My main concern would be the assertion that we can make the UI generic. In my experience, lots of work ends up going into the UI that is only marginally related to the domain - ways that the UI can be configured by the end user (in BottomFeeder, for instance, the ability to zoom/unzoom different parts of the UI, and how that depends on the current UI state. I guess I just have a hard time with the notion of a generic UI. It flies in the face of what I've had to do with Bf.

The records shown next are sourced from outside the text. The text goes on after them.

Issue #705, opened 2023-04-14
Unschedulable Pod Metric


sidewinder12s:
### Tell us about your request

We used this metric with the cluster_autoscaler `cluster_autoscaler_unschedulable_pods_count`. 

Would it be possible to have Karpenter expose a similar metric?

Now a second session on ModelScope - a prototyping tool. The notion is model driven prototyping, using state transition diagrams. The tool interprets that to create the model. No code generation from the tool - it generates models. Events change the system, but may not be associated with a single object - thus the usage of state transition diagrams. No GUI for the front end, so things are loaded from a front end text file. They have an engine that generates models.
MODEL OT2004
OBJECT BOF
NAME BOF Name
ATTRIBUTES BOF Name String
STATES proposed scheduled cancelled
TRANSITION @new*Propose=proposed*Schedule=scheduled @any*Cancel=cancelled
OBJECT Room
NAME Room Room
ATTRIBUTES Name Name String
STATES available
TRANSITION @new*Make Available=available available*Schedule=available
EVENT Propose
ATTRIBUTES BOF BOF BOF Name String
EVENT Schedule
ATTRIBUTES BOF BOF Room Room
EVENT Cancel
ATTRIBUTES BOF BOF
EVENT Make Available
ATTRIBUTES Room Room Room Name String
Then you run the model generator (ed. - Java based - wouldn't Smalltalk or Lisp be way, way easier for this sort of thing?). You get a model that allows you to work with the state transitions as they have been defined. Hard to tell much at this point - needs more fleshing out.